Falls du nach zwei Jahren eine Empfehlung brauchst:
Donau, Theiß, Tamiš (Welse bis 4 Meter), Belo Blato.


Willst du eine Stunde lang glücklich sein, dann trinke dir einen an. Willst du drei Tage lang glücklich sein, dann heirate. Willst du dein ganzes Leben lang glücklich sein, dann werde ein Angler.


----------



## hollywood*79 (13. Januar 2015)

*AW: Karpfen- und Wallerfischen in Serbien*

Was ist eigentlich dort mit den Landmienen die vom Regen weggespült wurden|bigeyes|bigeyes|bigeyes und verstreut herumliegen?


----------



## Shxmxnxlxvxr (14. Januar 2015)

@hollywood 79:

Nach 14 Jahren hat sich dort einiges geändert. Die meisten Minen wurden aufgespürt. Hab noch nie von Landminen an Angelstellen oder sonstwo gehört oder Warnschilder gesehen.
Beograd ist auch nicht mehr zertrümmert nach 14 Jahren, auch wenn das viele hier denken. Aber fangen wir nicht Davon an.
Sicher gibts noch Minen, aber hab dort nie sowas gehört, kommt wohl nur in den deutschen Nachrichten. 
Minen gibts bei Überschwemmungen in Bosnien, 
In Serbien wenig, der Krieg fand ja größten Teils auswärts statt..
Hierzulande gibts sicher mehr Blindgänger und Minen aus dem zweiten Weltkrieg.
Abgesehen davon liegen die von mir genannten Angelstellen in der Vojvodina, dort herrschte kein Krieg.

Soweit...



Willst du eine Stunde lang glücklich sein, dann trinke dir einen an. Willst du drei Tage lang glücklich sein, dann heirate. Willst du dein ganzes Leben lang glücklich sein, dann werde ein Angler.


----------



## Shxmxnxlxvxr (14. Januar 2015)

Willst du eine Stunde lang glücklich sein, dann trinke dir einen an. Willst du drei Tage lang glücklich sein, dann heirate. Willst du dein ganzes Leben lang glücklich sein, dann werde ein Angler.


----------



## hollywood*79 (8. März 2015)

*AW: Karpfen- und Wallerfischen in Serbien*

Danke das du mich aufgeklärt hast
Nun in Deutschland weiß man im allgemien nicht viel über Serbien.

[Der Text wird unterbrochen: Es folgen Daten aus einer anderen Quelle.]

PR #278, opened 2014-01-13
Add range support for HL in codehilite

cgabard:
Because a recent PR add feature for emphasizing some lines in a code block, I propose to add range support too : 

``````
```python hl_lines="2 4-6"
def Test():
    # I am highlighted
    print "not me"
    print """I am highlighted
               me too
               and me"""
    # Not me !
```
``````

### DIFF
--- a/markdown/extensions/codehilite.py
+++ b/markdown/extensions/codehilite.py
@@ -35,16 +35,32 @@ except ImportError:
 def parse_hl_lines(expr):
     """Support our syntax for emphasizing certain lines of code.
 
-    expr should be like '1 2' to emphasize lines 1 and 2 of a code block.
+    expr should be like '1 2' to emphasize lines 1 and 2 of a code block
+    or contains lines ranges like '1 3-5' to emplasize lines 1 and 3 to
+    5 included.
     Returns a list of ints, the line numbers to emphasize.
     """
     if not expr:
         return []
 
-    try:
-        return map(int, expr.split())
-    except ValueError:
-        return []
+    listsHL = []
+    for exp in expr.split():
+        lex = exp.split("-")
+        if len(lex) == 1:
+            try:
+                val = int(lex[0])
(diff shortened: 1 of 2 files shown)


waylan:
This is a reasonable request, but it seems to me that it should be made to the pygments project. If they implement it, then we shouldn't need to do anything - it will just work.

My suggestion would be to try there first. If they reject it, then I'll reconsider.

cgabard:
Thanks for the reply. I will try this but we always need to do something. The `hl_lines` parameter of the html formater must be for now a list of int (each lines that would be highlighted). Adding range support without break compatibility will require to change this parameter type by, for example, "a list of int or other list of length = 2 (stard and end of each range". We always must add specific support in  codehilite according to this modification and parse the input string into the correct parameter type.

By the way, I will need to add support of pygment's linenostart option : The line number for the first line. For now, it is very difficult to make an extension allowing then in both codehilite and fenced_code because we must change the RE in both. I think it would be nice if we can handle this.

cgabard:
Hum, the previous hl_lines parse the string and create a list of integer. But pygment can handle the string directly. I could use this to handle range with string. But my other point is always opened. We can't easily add support of other pygment options or add this with an extension.

waylan:
Just going through and reviewing open PRs. Sorry, it looks like I forgot about this one. 

@cgabard, as per your last comment, if Pygments can accept the raw string, then that is exactly what CodeHilite should pass it. If Pygments permits ranges, then we would also by default (making no changes to our code). If Pygments does not, then we don't either. Plain and simple. No need to document our own behavior. We just point to Pygments' docs and say we accept whatever Pygments accepts for that keyword.

I'm closing this PR. If you want to make the above change (pass in the string unchanged), feel free to open a new PR. If you have other concerns (like general support for all options), please address them in a separate Issue or PR.

PR #267, opened 2018-09-13
fix for dup2 on windows

hdornemann:
dup2 doesn't work with sockets on windows.  It seems like we can just close out the old socket and start using the newly connected one instead.


sahlberg:
Merged, thanks!

PR #316, opened 2020-05-06
Update libnfs-zdr.c

DetlefGolze:
libnfs_zdr_array() needs to determine element count before calculating size to allocate.


sahlberg:
Merged. Thanks.

PR #318, opened 2020-05-19
Fix NFS4 behavior of chmod/chown/utimes

dmeister:
This patch fixes various issues around chmod/chown/utimes:
- The chmod/chown/utimes approach uses open_async_internal, which only works
  for files. This patch uses lookup_path so that chmod/chown is also
  possible on directories.
- Implements SET_TO_SERVER for utimes

I never succeeded in getting all tests passing even without
these changes. Nor did I succeed in getting the CMake compilation to
work. Sorry. The patch includes extra unit tests for these calls.
We use the libary as part of a test harness to test an NFS server
implementation, so I am reasonably confident that the changes work.
They are also manually tested against the Linux Kernel NFS Server.

### DIFF
--- a/examples/nfs-io.c
+++ b/examples/nfs-io.c
@@ -35,6 +35,7 @@ WSADATA wsaData;
 #include <inttypes.h>
 #include <string.h>
 #include <sys/stat.h>
+#include <sys/time.h>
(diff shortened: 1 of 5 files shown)


sahlberg:
Merged. Thanks!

Wie siehts denn mit Karpfengewässern dort aus?


----------



## Shxmxnxlxvxr (16. März 2015)

*AW: Karpfen- und Wallerfischen in Serbien*

Gut...


Willst du eine Stunde lang glücklich sein, dann trinke dir einen an. Willst du drei Tage lang glücklich sein, dann heirate. Willst du dein ganzes Leben lang glücklich sein, dann werde ein Angler.


----------



## buddah (23. März 2015)

*AW: Karpfen- und Wallerfischen in Serbien*

4m Waller! Hört sich an als ob du selber oft dort fischt - wie fängt man so einen Fisch? 
Braucht man dafür unbedingt eine Rute mit über 3 m?


----------